The existing Filter (Confluent) transform seems to fill that need, but its choice of JSONPath as the query language for conditions makes it very limited. Most severely, JSONPath’s conditional syntax is limited to arrays, so it is not possible to express basic conditions like “the value of field foo
must equal "bar"
”.
This is why I created Kafka Connect JMESPath. This plugin integrates the JMESPath query language, which is way more powerful than JSONPath and makes it straightforward to express both simple and complex conditions, such as:
genre == 'Mystery'
author == 'Agatha Christie' && publishDate.year >= `1950`
-
contains(title, 'Murder')
.
Another difference that the JMESPath plugin does not define another type of transform.
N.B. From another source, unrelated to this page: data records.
PR #1334, opened 2026-08-02
[Bugfix #1333] afx send: surface Tower's descriptive error message instead of bare NOT_FOUND

### LINKED ISSUE #1333: afx send: builder→non-spawning-architect send surfaces bare [error] NOT_FOUND, dropping the descriptive reason
## Problem

When a builder addresses an architect it isn't allowed to (`afx send architect:<name>` where `<name>` isn't the builder's spawning architect), the CLI prints only the opaque code:

```
Sending Instruction
───────────────────
[error] NOT_FOUND
```

The agent/human can't tell *why* it failed — "no such architect" vs. "not authorized to address that architect" look identical. During Spec 1313 manual testing a builder literally had to guess: *"no architect named codex-architect is registered/active (or, since I'm a builder, architect:<name> only works for my own spawning architect)."*

Tower **does** generate a descriptive message for exactly this case — it just never reaches the CLI.

## Root cause (verified in code)

Two layers collaborate to drop the detail:

1. `resolveArchitectByName` (`packages/codev/src/agent-farm/servers/tower-messages.ts`) returns a helpful message on the spoofing rejection:
   ```js
   return { code: 'NOT_FOUND', message: addressSpoofingErrorMessage(sender) };
   // "builder <id> may only address its own spawning architect"
   ```
   (and a distinct `"Architect '<name>' not found in workspace '<ws>'."` for a genuinely-missing architect.)

2. `handleSend` (`packages/codev/src/agent-farm/servers/tower-routes.ts`) serializes both fields:
   ```js
   sendJson(res, statusCode, { error: errorCode, message: result.message });
   ```

3. But the client's generic error extraction (`packages/core/src/tower-client.ts`, `request()`) prefers the **code** over the **detail**:
   ```js
   error = json.error || json.message || text;   // → "NOT_FOUND", message discarded
   ```
   `send.ts` then throws `new Error(result.error)` → `fatal("NOT_FOUND")`.

So the descriptive `message` is produced server-side and thrown away client-side.

## Impact

Diagnosability only — no misrouting, no corruption. But it makes a common, legitimate rejection (the builder spoofing guard) hard to understand, especially in multi-architect workspaces.

## Suggested fix (one to decide during planning)

- **Preferred:** when the response carries both, surface the human-readable `message` (optionally as `"<message> (<code>)"`) instead of the bare code — either in `tower-client.request()`'s extraction (`json.message || json.error`, or combine) or in `send.ts`'s error rendering. Keep the machine code available for programmatic callers.
- Confirm the two error strings remain distinguishable: spoofing rejection vs. genuinely-absent architect.

## Notes

- **Pre-existing**, not introduced by Spec 1313 — the generic `json.error || json.message` extraction predates it. Surfaced while testing #1313 (see `SPIR-1313-testing.md`, steps 7/9/14/15).
- Scope is the `afx send` / Tower error-surfacing path; addressing/spoofing **semantics** are correct and should not change (a builder may only address its own spawning architect).
- Small, isolated (~error-rendering seam); good BUGFIX candidate.

mohidmakhdoomi:
## Summary

`afx send architect:<name>` from a builder to an architect it isn't allowed to address printed only the opaque code:

```
[error] NOT_FOUND
```

The agent/human couldn't tell *why* it failed — "no such architect" vs. "not authorized to address that architect" looked identical. Tower **does** generate a descriptive message for exactly these cases; it was being discarded client-side. This PR surfaces that message (with the code kept as a suffix) so the two cases are distinguishable and the reason is visible.

Now:

```
[error] builder bugfix-1333 may only address its own spawning architect (NOT_FOUND)
```

Fixes #1333.

## Root Cause

The descriptive message is produced server-side and thrown away client-side:

1. `resolveArchitectByName` (`tower-messages.ts`) returns a helpful `message` for the spoofing rejection (`builder <id> may only address its own spawning architect`) and a distinct one for a genuinely-missing architect (`Architect '<name>' not found in workspace '<ws>'.`).
2. `handleSend` (`tower-routes.ts`) serializes **both** fields: `{ error: code, message }`. ✓ The message reaches the wire.
3. **`TowerClient.request()` (`packages/core/src/tower-client.ts`) extracted `json.error || json.message`** — preferring the machine code and discarding the human message. `sendMessage` then returned `{ error: 'NOT_FOUND' }` and `send.ts` rendered `fatal('NOT_FOUND')`.

The same extraction block existed **verbatim in two methods** (`request()` and `pasteImage()`), so both dropped the message identically.

## Fix

`packages/core/src/tower-client.ts` — extracted a single module-private helper `extractTowerError(text)` used by both sites (consolidating the duplicated block rather than editing it twice):

- When both a machine `error` code and a human `message` are present and **distinct** → `"<message> (<code>)"`.
- Otherwise → `message || code || rawText` (unchanged behavior for code-only responses like `STARTING_UP`, message-only responses, and non-JSON bodies).
- `typeof === 'string'` guards harden against non-string fields.

This keeps the machine code available for programmatic callers (it's still in the string) and is strictly more informative for **every** Tower CLI error, not just `send`.

**Scope:** addressing/spoofing *semantics* are unchanged — a builder may still only address its own spawning architect. This is purely the error-surfacing seam.

**Blast radius (verified):** no client-side code compares the extracted `.error` against code strings (the only `=== 'NOT_FOUND'/'AMBIGUOUS'/'NO_CONTEXT'` checks are server-side on `result.code`); server tests assert on `result.code` and the HTTP response body (unaffected); `send.test.ts` mocks `sendMessage` directly (unaffected).

## Test Plan

New regression test `packages/codev/src/agent-farm/__tests__/bugfix-1333-error-surfacing.test.ts` (6 cases), exercising `TowerClient` via the codev re-export → built core dist (the artifact the CLI consumes) against a stubbed `fetch`:

1. **The #1333 scenario** — `sendMessage` to a non-spawning architect surfaces `builder … may only address its own spawning architect (NOT_FOUND)`, not a bare code.
2. **Distinguishability** — the genuinely-missing-architect message differs from the spoofing message.
3–6. **Backward-compat guards** — code-only (`STARTING_UP`), message-only, equal code==message (no `"foo (foo)"`), and non-JSON body.

Proven **fails-without / passes-with**: reverting only the core source and rebuilding makes cases 1 & 2 fail with `Received: "NOT_FOUND"` (the exact bug); the 4 guards still pass. With the fix, all 6 pass.

- `npm run build` — passes
- `npm test` (full codev suite) — passes

### DIFF
--- a/codev/projects/bugfix-1333-afx-send-builder-non-spawning-/status.yaml
+++ b/codev/projects/bugfix-1333-afx-send-builder-non-spawning-/status.yaml
@@ -7,8 +7,10 @@ current_plan_phase: null
 gates:
   pr:
     status: pending
+    requested_at: '2026-08-02T04:35:30.554Z'
 iteration: 1
 build_complete: false
 history: []
 started_at: '2026-08-02T04:02:14.892Z'
-updated_at: '2026-08-02T04:16:37.303Z'
+updated_at: '2026-08-02T04:35:30.554Z'
+pr_ready_for_human: true
--- a/codev/projects/bugfix-1333-afx-send-builder-non-spawning-/status.yaml
+++ b/codev/projects/bugfix-1333-afx-send-builder-non-spawning-/status.yaml
@@ -1,7 +1,7 @@
 id: bugfix-1333
 title: afx-send-builder-non-spawning-
 protocol: bugfix
-phase: fix
+phase: pr
 plan_phases: []
 current_plan_phase: null
 gates:
@@ -11,4 +11,4 @@ iteration: 1
 build_complete: false
 history: []
 started_at: '2026-08-02T04:02:14.892Z'
-updated_at: '2026-08-02T04:06:33.826Z'
+updated_at: '2026-08-02T04:16:37.303Z'
--- a/codev/projects/bugfix-1333-afx-send-builder-non-spawning-/status.yaml
+++ b/codev/projects/bugfix-1333-afx-send-builder-non-spawning-/status.yaml
@@ -1,7 +1,7 @@
 id: bugfix-1333
 title: afx-send-builder-non-spawning-
 protocol: bugfix
-phase: investigate
+phase: fix
 plan_phases: []
 current_plan_phase: null
 gates:
@@ -11,4 +11,4 @@ iteration: 1
 build_complete: false
 history: []
 started_at: '2026-08-02T04:02:14.892Z'
-updated_at: '2026-08-02T04:02:14.893Z'
+updated_at: '2026-08-02T04:06:33.826Z'
--- a/codev/projects/bugfix-1333-afx-send-builder-non-spawning-/status.yaml
+++ b/codev/projects/bugfix-1333-afx-send-builder-non-spawning-/status.yaml
@@ -1,0 +1,14 @@
+id: bugfix-1333
+title: afx-send-builder-non-spawning-
+protocol: bugfix
+phase: investigate
+plan_phases: []
+current_plan_phase: null
+gates:
+  pr:
+    status: pending
+iteration: 1
+build_complete: false
+history: []
+started_at: '2026-08-02T04:02:14.892Z'
+updated_at: '2026-08-02T04:02:14.893Z'
--- a/codev/state/bugfix-1333_thread.md
+++ b/codev/state/bugfix-1333_thread.md
@@ -1,0 +1,69 @@
+# bugfix-1333 — afx send drops descriptive NOT_FOUND reason
+
+Issue #1333 (area/tower). BUGFIX protocol, strict mode.
+
+## Investigate (complete)
+
+**Bug:** `afx send architect:<name>` from a builder to a non-spawning architect prints
+only `[error] NOT_FOUND`. The human/agent can't tell "no such architect" from "not
+authorized to address that architect" — both look identical.
+
+**Root cause (verified in code):** Tower *produces* a descriptive message; the client
+*drops* it in favor of the machine code.
+
+1. `tower-messages.ts:229-240` `resolveArchitectByName` returns a helpful `message`:
+   - spoofing: `builder <id> may only address its own spawning architect`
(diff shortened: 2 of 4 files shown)


mohidmakhdoomi:
## Architect Integration Review — approved, ready for **maintainer** merge

Human (architect) explicitly approved this change. Posting the review for the record — **not self-merging**; leaving the merge to a cluesmith/codev maintainer per repo policy.

**Root cause** — `TowerClient.request()` did `error = json.error || json.message`, preferring the machine code and discarding Tower's descriptive `message`, so the CLI surfaced a bare `NOT_FOUND`.

**Fix** — `extractTowerError()` returns `` `${detail} (${code})` `` when both are present (e.g. *"builder … may only address its own spawning architect (NOT_FOUND)"*), falling back to code, then raw body text; applied at both `request()` sites.

**Blast radius (independently verified)** — no consumer compares `result.error` against a code string programmatically, so broadening `code` → `"message (code)"` is safe; every caller just displays or throws it.

**Testing** — 93-line regression test, 6 cases (the #1333 spoofing scenario via `sendMessage`, spoofing-vs-genuinely-missing distinguishability, and backward-compat guards: code-only / message-only / code==code / non-JSON), verified fails-without/passes-with. Full build + full codev suite green (**4112 passed, 0 failed**). Prior CMAP: claude **APPROVE**; gemini/codex REQUEST_CHANGES were *solely* on an unrelated spec file, since removed by rebasing onto current `main`.

**Diff** — 4 files, `MERGEABLE`, base `main`: `packages/core/src/tower-client.ts` (27+/14-), the regression test, thread, porch status.yaml.

**Risk: Low.** Ready for a maintainer to merge — please use a regular merge commit (no squash), per repo convention.

— Architect integration review

waleedkadous:
Merged — thank you! Clean, well-scoped fix, and the before/after error text in the summary made this an easy review. The descriptive-message-with-code-suffix pattern is exactly right.

PR #1167, opened 2017-08-30
pluralize kind names per k8s spec

mandarjog:
K8s expects kind names to be pluralized per k8s spec (i.e. correctly :-) )
This reuses their pluralize code.

**Release note**:

```release-note
NONE
```

---
This change is [Reviewable](https://reviewable.io/reviews/istio/mixer/1167)

### DIFF
--- a/cmd/server/cmd/crd.go
+++ b/cmd/server/cmd/crd.go
@@ -43,8 +43,8 @@ func crdCmd(tmplInfos map[string]template.Info, adapters []pkgAdapter.InfoFn, pr
 		Use:   "all",
 		Short: "List all CRDs",
 		Run: func(cmd *cobra.Command, args []string) {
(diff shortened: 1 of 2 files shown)


cmd/server/cmd/crd.go
```diff
@@ -104,19 +104,33 @@ type crdVar struct {
 	Version    string
 }
 
-func newCrdVar(shrtName, implName, pluralName, label string) *crdVar {
+// pluralize gives a plural the way k8s like it.
+// https://github.com/kubernetes/gengo/blob/master/namer/plural_namer.go
+func pluralize(singular string) string {
+	switch string(singular[len(singular)-1]) {
```
guptasu: Consider adding a test for these cases in crd_test.

mandarjog: Added test data for pluralization.

PR #1169, opened 2017-08-30
Fix the concurrency issue in evaluator.IL.

ozevren:
Mainly fixing two issues:
- The write to the finder pointer is not guaranteed to be atomic.
- Due to pointer capture in a local during the compilation, it was possible
  to add an interpreter to the cache that is based on the old version
  of the metadata.

**Release note**:

```release-note
NONE
```

---
This change is [Reviewable](https://reviewable.io/reviews/istio/mixer/1169)

### DIFF
--- a/pkg/il/evaluator/evaluator.go
+++ b/pkg/il/evaluator/evaluator.go
@@ -15,8 +15,10 @@
 package evaluator
 
 import (
+	"errors"
 	"fmt"
 	"net"
+	"sync"
 
 	"github.com/golang/glog"
 	lru "github.com/hashicorp/golang-lru"
@@ -33,9 +35,17 @@ import (
 // IL is an implementation of expr.Evaluator that also exposes specific methods.
 // Specifically, it can listen to config change events.
 type IL struct {
+	cacheSize   int
+	context     *attrContext
+	contextLock sync.RWMutex
+	fMap        map[string]expr.FuncBase
+}
+
+// attrContext captures the set of fields that needs to be kept & evicted together based on
+// particular attribute metadata that was supplied as part of a ChangeListener call.
+type attrContext struct {
 	cache  *lru.Cache
 	finder expr.AttributeDescriptorFinder
-	fMap   map[string]expr.FuncBase
 }
 
 var _ expr.Evaluator = &IL{}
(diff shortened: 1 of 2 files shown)


mandarjog:
Attribute manifest changes are exceedingly rare events, which why the current code has not been a problem. 
I would like to fix this by treating `df` as immutable and the config controller managing the lifecycle of expr, just like it manages lifecycle of handlers.  If attribute vocabulary changes, config controller will create a new expr instance. expr does not have to do any locking or even worry about any of this.
Given how unlikely this event is, we can trash the expression cache. 
If necessary, we can compile all expressions and fill in a new cache **before** making the expr active.

ozevren:
Hi Mandar,

I think we agree on the config/metadata lifecycle model that we should have eventually. We can add a pre-compilation step, triggered by the config controller. (The evaluator needs to have access to the full set of expressions though).

I assume the PR, as it currently stands, is acceptable to you? If so, can I get an LGTM?

ozevren:
Not sure how this PR affects codecov of adapter/stackdriver/bufferedClient.go

mandarjog:
What changed in the last commit ?

ozevren:
Just rebased to master.

pkg/il/evaluator/evaluator.go
```diff
@@ -32,9 +34,17 @@ import (
 // IL is an implementation of expr.Evaluator that also exposes specific methods.
 // Specifically, it can listen to config change events.
 type IL struct {
+	cacheSize       int
+	attrContext     *attrContext
+	attrContextLock sync.RWMutex
```
douglas-reid: not a blocker, but something to consider is just embedding `sync.RWMutex`  anonymously on `IL`:

```
type IL struct {
        sync.RWMutex
...
```

That would allow you to have:

```
e.RLock()
...
e.RUnlock()
```

instead of: `e.attrContextLock.RUnlock()`, etc.

Of course, that implies a slightly different semantic (is the fMap protected too?)

pkg/il/evaluator/evaluator.go
```diff
@@ -32,9 +34,17 @@ import (
 // IL is an implementation of expr.Evaluator that also exposes specific methods.
 // Specifically, it can listen to config change events.
 type IL struct {
+	cacheSize       int
+	attrContext     *attrContext
```
douglas-reid: up to you, but I might consider just calling the field `context`.  The `attr` is almost implied.

pkg/il/evaluator/evaluator.go
ozevren: The lock specifically protects the attrContext. I'd prefer to keep it that way to reduce to scope of locking (and contention). We can refactor as needed when/if we make a major change to the IL struct.

pkg/il/evaluator/evaluator.go
ozevren: Done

Instead, it is based on Kafka Connect’s general transform predicate system, which, while most commonly combined with the Filter (Apache Kafka) transform for record filtering, can be used with any transform to apply it only conditionally. This makes the JMESPath predicates more widely applicable than the Confluent Filter transform.
Example Usage:
{
"connector.class": "FileStreamSink",
"topics": "books",
"file": "/tmp/books.txt",
"tasks.max": "1",
"transforms": "Filter",
"transforms.Filter.type": "org.apache.kafka.connect.transforms.Filter",
"transforms.Filter.predicate": "Old",
"predicates": "Old",
"predicates.Old.type": "de.denisw.kafka.connect.jmespath.MatchesJMESPath$Value",
"predicates.Old.query": "publishDate.year < `2000`"
}
The JMESPath plugin is open-source (Apache License 2.0) and available on GitHub. The README contains the full documentation on how to use the transform predicates. I hope it will be useful to some of you. Feedback welcome!